Frivaldo's contention that he could not have repatriated himself under LOI 270 because the
Special Committee provided for therein had not yet been constituted seems to suggest that
the lack of that body rendered his repatriation unnecessary. That is far-fetched if not specious.
Such a conclusion would open the floodgates, as it were. It would allow all Filipinos who have
renounced this country to claim back their abandoned citizenship without formally rejecting
their adopted state and reaffirming their allegiance to the Philippines.
It does not appear that Frivaldo has taken these categorical acts. He contends that by simply
filing his certificate of candidacy he had, without more, already effectively recovered Philippine
citizenship. But that is hardly the formal declaration the law envisions — surely, Philippine
citizenship previously disowned is not that cheaply recovered. If the Special Committee had
not yet been convened, what that meant simply was that the petitioner had to wait until this
was done, or seek naturalization by legislative or judicial proceedings.

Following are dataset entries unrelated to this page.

PR #1059, opened 2023-03-14
adds the BlueprintReadWrite property specifier to GlobeAwareDefaultPawn FlyTo variables

gvindiol:
Fixes #1052 

https://community.cesium.com/t/transition-between-more-than-one-geo-marker/22612

PR #1060, opened 2023-03-14
Fix errors caused by blueprint-accessible doubles.

kring:
I was a little too quick to merge #1059. It doesn't work in UE4 because properties of type double cannot be accessible from Blueprints. This PR changes the problematic properties, `FlyToDuration` and `FlyToGranularityDegrees`, to floats instead of doubles. This change shouldn't make any difference from a precision perspective, because these properties will have relatively small numbers that don't need to be extraordinarily precise.


cesium-concierge:

PR #1083, opened 2023-05-01
Remove compilation of PhysX

j9liu:
We're getting warnings in  `\Plugins\CesiumForUnreal\Source\CesiumRuntime\CesiumRuntime.Build.cs(179,13)` that say `'ReadOnlyTargetRules.bCompilePhysX' is obsolete: 'Deprecated in UE5.1 - No longer used as Chaos is always enabled.'` This PR removes that check from the file.

@kring can you check if this is correct?


cesium-concierge:

kring:
I think we need to avoid `Target.bUseChaos` as well, because it is also obsolete. I'll edit this PR accordingly and then merge it once CI passes.

PR #1087, opened 2023-05-05
Fix for failed to destroy cartographic polygon at runtime

YuchebHu:
Missing calling `Super::BeginPlay()` in `ACartographicPolygon::BeginPlay()` causes we cannot destroy an `ACartographicPolygon` actor at runtime. Because before destroy the actor, we will check the actor `AActor::ActorHasBegunPlay` state. If the value is `EActorBeginPlayState::HasBegunPlay`, the actor will be mark pending killing. But `AActor::ActorHasBegunPlay` will be set to `EActorBeginPlayState::HasBegunPlay` in `AActor::BeginPlay()`.


YuchebHu:
I have signed the CLA.

kring:
Good catch @YuchebHu, and thanks for the PR!

Issue #1049, opened 2023-02-26
Add a way to translate/rotate/scale the entire globe


kring:
The CesiumGeoreference allows users to specify the globe longitude/latitude/height that is at the origin of the Unreal world. But there's no ability from there to translate, rotate, or scale the globe within the world. It's always at the origin, aligned with East-South-Up axes, and scaled by 100 to convert meters to centimeters.

The closest you can come is to set the translation/rotation/scale of Cesium3DTilesets. That works to a point, but it falls apart as soon as you use CesiumGlobeAnchors. The globe anchors anchor to the untransformed globe, not the transformed one we've painstakingly configured on each tileset.

Being able to transform the globe is useful for a variety of applications, from placing the globe in an augmented reality space to scaling down the globe to a smaller size to simulate a planet other than Earth.

We've solved this problem in Cesium for Unity by making the CesiumGeoreference a regular GameObject with a Transform, and so its transform applies to the entire globe. Something like that could make sense in Unreal, too. Or we could add explicit fields to the CesiumGeoreference to allow it to be placed in the world.

Related to #295

PR #1088, opened 2023-05-08
Add Scale property to CesiumGeoreference.

### LINKED ISSUE #295: Add parameter to adjust tileset's UE to ECEF scale
Scaling down tilesets with Unreal's Scale Transform tool can result in precision issues due to the size of the globe. For situations where a 1:1 model of the world is not desired, it may be a good idea to add a parameter that modifies scale further.

This could be a tileset parameter, or a georeference parameter that impacts all tilesets. The most graceful solution may be to create a global scale modifier on the georeference, and an option on individual tilesets to override the global scale modifier.

Additional consideration: Will this scale also automatically impact the maximum screen space error calculations? If not, we should definitely make sure it does.

kring:
Unreal equivalent of CesiumGS/cesium-unity#303. Unlike in Unity, here the scale is a percentage (so 100 is full size). I did that because Unreal has a weird arbitrary limit on how small a number you enter on the details panel (after which it rounds to 0.0). So using a percentage lets us scale down by two more orders of magnitude.

Some problems I know about:

* The CesiumSunSky adjusts the SkyAtmosphere's radius to account for the globe scale. But other SkyAtmosphere parameters, like "Atmosphere Height", need to be adjusted manually for small scales or else the atmosphere will look totally wonky. And this parameter appears to have an arbitrary minimum value of 0.1. So you can't get a globe with a correct atmosphere at a smaller scale than 0.1% (0.001) or so.
* The Water Mask effect fades in based on distance, so at small scales it appears too soon (i.e. while still zoomed out pretty far) and looks weird. There are shader parameters controlling this, and tweaking them will probably work, but users will need to create/copy a material instance to do this.

Fixes #295 
Partially addresses #1049

### DIFF
--- a/CHANGES.md
+++ b/CHANGES.md
@@ -4,6 +4,7 @@
 
 ##### Additions :tada:
 
+- Added a `Scale` property to `CesiumGeoreference`. This allows the entire globe to be scaled up or down within the Unreal world.
 - Tileset and raster overlay credits are now shown in Editor viewports.
 
 ##### Fixes :wrench:
--- a/Source/CesiumRuntime/Private/CesiumGeoreference.cpp
+++ b/Source/CesiumRuntime/Private/CesiumGeoreference.cpp
@@ -572,6 +572,12 @@ void ACesiumGeoreference::PostEditChangeProperty(FPropertyChangedEvent& event) {
     this->UpdateGeoreference();
     return;
   } else if (
+      propertyName == GET_MEMBER_NAME_CHECKED(ACesiumGeoreference, Scale)) {
+    if (this->Scale < 1e-6) {
+      this->Scale = 1e-6;
+    }
+    this->UpdateGeoreference();
+  } else if (
       propertyName ==
       GET_MEMBER_NAME_CHECKED(ACesiumGeoreference, CesiumSubLevels)) {
   }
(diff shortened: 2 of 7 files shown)


j9liu (commented):
@kring this just needs a CHANGES.md update, everything else looks fine to me.

Were you planning to address the bullet points in the PR description? Or should we merge this PR and write separate issues for those problems?

kring:
> Were you planning to address the bullet points in the PR description? Or should we merge this PR and write separate issues for those problems?

No, I'll write separate issues for them.

JamieCCH:
Hi there, this issue is still happening in Android Vulkan mode (I am making a native build to Quest 3). When the terrain is scaled lower than 0.001, it shows black but no problem when previewing on PC. Is there any workaround I can do for the Android build? I appreciate any advice. Thank you!

kring:
I'm afraid I don't know @JamieCCH. Unreal has quite a few scale assumptions built into it, and some of them cause problems for globe rendering, particularly at scale extremes. This has been improving every release since the switch to large world coordinates in UE 5.0. You should try our latest v2.13.1 release if you haven't already, because there's a small chance this was fixed by #1599. And using the latest UE version you can may help as well. Beyond that, it could be worth looking at things like near and far planes, because I believe the Android renderer is quite a bit different from the one used on desktop platforms, and may be more sensitive to view parameters. As a last resort, you could consider scaling the rest of your level _up_ instead of scaling the globe _down_.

The argument that the petition filed with the Commission on Elections should be dismissed for
tardiness is not well-taken. The herein private respondents are seeking to prevent Frivaldo
from continuing to discharge his office of governor because he is disqualified from doing so as
a foreigner. Qualifications for public office are continuing requirements and must be
possessed not only at the time of appointment or election or assumption of office but during
the officer's entire tenure. Once any of the required qualifications is lost, his title may be
seasonably challenged. If, say, a female legislator were to marry a foreigner during her term
and by her act or omission acquires his nationality, would she have a right to remain in office
simply because the challenge to her title may no longer be made within ten days from her
proclamation? It has been established, and not even denied, that the evidence of Frivaldo's
naturalization was discovered only eight months after his proclamation and his title was
challenged shortly thereafter.
This Court will not permit the anomaly of a person sitting as provincial governor in this country
while owing exclusive allegiance to another country. The fact that he was elected by the
people of Sorsogon does not excuse this patent violation of the salutary rule limiting public
office and employment only to the citizens of this country. The qualifications prescribed for
elective office cannot be erased by the electorate alone. The will of the people as expressed
through the ballot cannot cure the vice of ineligibility, especially if they mistakenly believed, as
in this case, that the candidate was qualified. Obviously, this rule requires strict application
when the deficiency is lack of citizenship. If a person seeks to serve in the Republic of the
Philippines, he must owe his total loyalty to this country only, abjuring and renouncing all
fealty and fidelity to any other state.
It is true as the petitioner points out that the status of the natural-born citizen is favored by the
Constitution and our laws, which is all the more reason why it should be treasured like a pearl
of great price. But once it is surrendered and renounced, the gift is gone and cannot be lightly
restored. This country of ours, for all its difficulties and limitations, is like a jealous and
possessive mother. Once rejected, it is not quick to welcome back with eager arms its prodigal
if repentant children. The returning renegade must show, by an express and unequivocal act,
the renewal of his loyalty and love.